**Data shown:**
=-=-=

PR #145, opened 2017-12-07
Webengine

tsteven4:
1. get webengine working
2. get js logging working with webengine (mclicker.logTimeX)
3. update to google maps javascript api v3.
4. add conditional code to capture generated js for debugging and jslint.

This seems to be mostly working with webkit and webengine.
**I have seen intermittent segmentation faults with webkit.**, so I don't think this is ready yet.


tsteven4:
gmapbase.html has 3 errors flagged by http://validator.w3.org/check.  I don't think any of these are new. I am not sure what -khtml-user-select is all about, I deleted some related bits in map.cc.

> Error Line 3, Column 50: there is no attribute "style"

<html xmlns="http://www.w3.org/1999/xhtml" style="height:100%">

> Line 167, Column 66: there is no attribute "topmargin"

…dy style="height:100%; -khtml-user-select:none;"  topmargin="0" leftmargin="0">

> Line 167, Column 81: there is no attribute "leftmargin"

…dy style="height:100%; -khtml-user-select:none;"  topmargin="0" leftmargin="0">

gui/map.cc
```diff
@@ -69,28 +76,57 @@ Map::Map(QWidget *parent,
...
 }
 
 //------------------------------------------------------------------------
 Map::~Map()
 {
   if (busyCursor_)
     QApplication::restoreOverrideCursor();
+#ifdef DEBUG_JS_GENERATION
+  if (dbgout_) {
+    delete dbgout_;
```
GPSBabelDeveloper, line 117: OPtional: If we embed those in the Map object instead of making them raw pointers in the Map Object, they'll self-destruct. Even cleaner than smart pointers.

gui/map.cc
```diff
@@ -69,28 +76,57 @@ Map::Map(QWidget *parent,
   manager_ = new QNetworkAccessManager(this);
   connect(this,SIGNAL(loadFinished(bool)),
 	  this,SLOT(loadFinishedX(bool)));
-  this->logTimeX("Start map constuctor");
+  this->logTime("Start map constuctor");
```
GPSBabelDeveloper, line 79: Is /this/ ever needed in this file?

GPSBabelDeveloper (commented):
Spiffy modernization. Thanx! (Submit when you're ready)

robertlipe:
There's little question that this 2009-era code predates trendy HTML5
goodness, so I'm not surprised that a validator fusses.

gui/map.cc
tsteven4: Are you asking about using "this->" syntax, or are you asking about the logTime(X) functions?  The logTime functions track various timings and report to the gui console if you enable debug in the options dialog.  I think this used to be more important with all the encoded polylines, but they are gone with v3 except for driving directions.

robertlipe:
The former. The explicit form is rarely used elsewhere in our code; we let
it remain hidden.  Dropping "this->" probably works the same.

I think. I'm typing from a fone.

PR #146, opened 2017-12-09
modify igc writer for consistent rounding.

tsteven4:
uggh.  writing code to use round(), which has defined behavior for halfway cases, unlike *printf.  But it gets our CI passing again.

=-=-=

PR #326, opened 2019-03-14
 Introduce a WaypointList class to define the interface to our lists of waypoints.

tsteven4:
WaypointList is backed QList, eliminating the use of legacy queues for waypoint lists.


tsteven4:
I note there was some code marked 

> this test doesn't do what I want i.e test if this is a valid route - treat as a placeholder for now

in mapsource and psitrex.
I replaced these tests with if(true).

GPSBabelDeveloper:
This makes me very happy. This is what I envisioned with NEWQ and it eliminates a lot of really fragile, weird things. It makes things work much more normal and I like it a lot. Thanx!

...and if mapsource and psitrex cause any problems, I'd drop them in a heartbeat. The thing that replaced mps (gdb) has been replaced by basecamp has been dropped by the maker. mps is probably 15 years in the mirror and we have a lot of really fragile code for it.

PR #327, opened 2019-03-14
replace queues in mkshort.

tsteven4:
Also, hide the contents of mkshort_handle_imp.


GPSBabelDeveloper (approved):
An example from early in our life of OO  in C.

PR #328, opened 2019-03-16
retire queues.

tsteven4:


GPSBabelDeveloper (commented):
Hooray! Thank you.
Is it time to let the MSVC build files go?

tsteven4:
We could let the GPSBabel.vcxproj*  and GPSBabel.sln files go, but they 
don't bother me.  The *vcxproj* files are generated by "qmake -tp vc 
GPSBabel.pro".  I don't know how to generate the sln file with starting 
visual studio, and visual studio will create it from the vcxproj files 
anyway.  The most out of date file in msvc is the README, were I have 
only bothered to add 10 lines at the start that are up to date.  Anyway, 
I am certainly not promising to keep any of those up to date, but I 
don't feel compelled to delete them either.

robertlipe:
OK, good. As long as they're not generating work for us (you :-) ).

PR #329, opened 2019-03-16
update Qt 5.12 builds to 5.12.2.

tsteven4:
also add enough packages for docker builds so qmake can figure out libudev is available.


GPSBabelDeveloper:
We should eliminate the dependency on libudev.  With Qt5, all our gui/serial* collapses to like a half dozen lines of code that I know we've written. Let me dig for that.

=-=-=

**Try it:** Within the records above, each line containing "files" is to be returned.

**Expected output:**
Is it time to let the MSVC build files go?
We could let the GPSBabel.vcxproj*  and GPSBabel.sln files go, but they 
don't bother me.  The *vcxproj* files are generated by "qmake -tp vc 
visual studio, and visual studio will create it from the vcxproj files 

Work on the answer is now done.